I have one of those in my boat barn I am going to try it out I know it hardly works on crushed concrete so hopefully sand will work better! thanks


----------



## Fishin' Soldier (Dec 25, 2007)

Wacken'emWading said:


> One problem you could face with the jet ski is the seaweed. I've run my jet in 3 inches of water in a marsh and that thing sucked up handfuls of mud. One time it almost destroyed my engine because so much mud got up in there.
> You better be careful not to run over a big patch of seaweed bc you don't want to have to deal with a dead jet ski in the middle of breakers.

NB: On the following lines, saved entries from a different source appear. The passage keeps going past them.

PR #466, opened 2021-04-14
Add kernel volk_32fc_accumulator_s32fc

Ka-zam:
New PR. Fixed some bugs in stdddev_and_mean that somehow slipped through as well.


jdemel:
This PR is a resubmission of #318 . There, we already have 2 approvals.
Though, this PR includes some fixes for stddev_and_mean as well.

kernels/volk/volk_32f_stddev_and_mean_32f_x2.h
```diff
@@ -175,8 +175,8 @@ static inline void volk_32f_stddev_and_mean_32f_x2_neon(float* stddev,
 
     const float* in_ptr = inputBuffer;
 
-    __VOLK_ATTR_ALIGNED(16) float SumLocal[8] = { 0.f };
-    __VOLK_ATTR_ALIGNED(16) float SquareSumLocal[8] = { 0.f };
+    __VOLK_ATTR_ALIGNED(32) float SumLocal[8] = { 0.f };
+    __VOLK_ATTR_ALIGNED(32) float SquareSumLocal[8] = { 0.f };
```
jdemel, line 179: Why does the alignment need to be twice as much as expected? You doubled the other values as well.

jdemel (commented):
I have one remark. But besides, this PR LGTM.

kernels/volk/volk_32f_stddev_and_mean_32f_x2.h
Ka-zam: Because of temporary confusion on my part. But I fixed it and added some alignment directives for NEON as well. I think this is correct now.

jdemel: I'd assume we need 16byte alignment for NEON according to the [docs](https://developer.arm.com/documentation/ddi0344/f/unaligned-data-and-mixed-endian-data-support/unaligned-data-access-support/neon-data-alignment).

jdemel:
We have some random CI failures. I assume, we need to investigate those. `sum_of_poly` and `stddev_` are the two that fail randomly. I hope there aren't any other.
The failing CI test here is due to this random behavior.

Ka-zam:
I set the relative inaccuracy threshold to 1e-4 as opposed to the default 1e-2 without too much investigation. 
The new kernel is more accurate as it should be but perhaps the threshold is a bit too tight. I will make some test runs and see what I can find.

Ka-zam:
The reason for random failures are AFAICT that the generic implementation may fail on long vectors as the accumulator overflows. So the fix would be to implement the dual accumulator algorithm for the generic case.

jdemel:
> The reason for random failures are AFAICT that the generic implementation may fail on long vectors as the accumulator overflows. So the fix would be to implement the dual accumulator algorithm for the generic case.

So the generic implementation uses a different algorithm? For the sake of more reliable CI, it would be better to use the same algorithm in the generic impl.
BUT: I didn't see any `accumulator` failures. For now, I'd assume this kernel, that we should discuss here, seems to be fine. Unfortunately, other kernels, e.g. `sum_of_poly` and `stddev` seem to fail randomly. I suggest to move this discussion to a new thread.

Ka-zam:
Agreed, this kernel appears to be fine. It does use the same algorithm.

The random failures of stddev I think can be solved by updating the generic algorithm so that it doesn't overflow.

jdemel (approved):
This code received approval in #318 . It still looks good to me. Thanks!

michaelld (approved):
LGTM still ; @Ka-zam would you please squash everything into a single commit? There are some changes that are reverted within the commits; it will be much cleaner to just have a single commit with all of the changes. Simple squash keeping the commit messages as is, is fine with me. Thx!

michaelld:
@Ka-zam looks like the squash got messed up ... can you please try again?

jdemel:
This PR has 2 approvals and could be merged. I'm a bit hesitant though. 
@Ka-zam would it be correct to merge this PR, then move on to #469 to improve upon this PR? In that case, I'd like to have both PRs ready to be merged and then merge them both.

Ka-zam:
Yes, let's try to make this a bit more clean. I'll take a look as soon as #469 is merged.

It will sucks up mud and sand like crazy. Sea-weed should be stopped by the grate covering the intake. If it shuts down his ski, he would have to get in the water and clear the intake. I think the odds are low for this instance though.


----------



## showtimesharkhunting (Jul 31, 2013)

after a week of planning and all of yalls help I believe i have a good plan of action, I am taking them tomorrow and I'm taking one of my employees fishing with me as a "Reward" just in case I get into any kind of trouble. I am also taking a second ski in case something happens it can be used to help out. I will let yall know Thursday how it all goes and hopefully post some pics of some good tagged sharks!


----------



## chrismunn (Feb 9, 2013)

Looking forward to the report!


----------



## JetSkiJack (Jul 15, 2013)

I have never had an issue with seaweed, all the jet skis that I have owned chew through that stuff like a blender without hesitation.


----------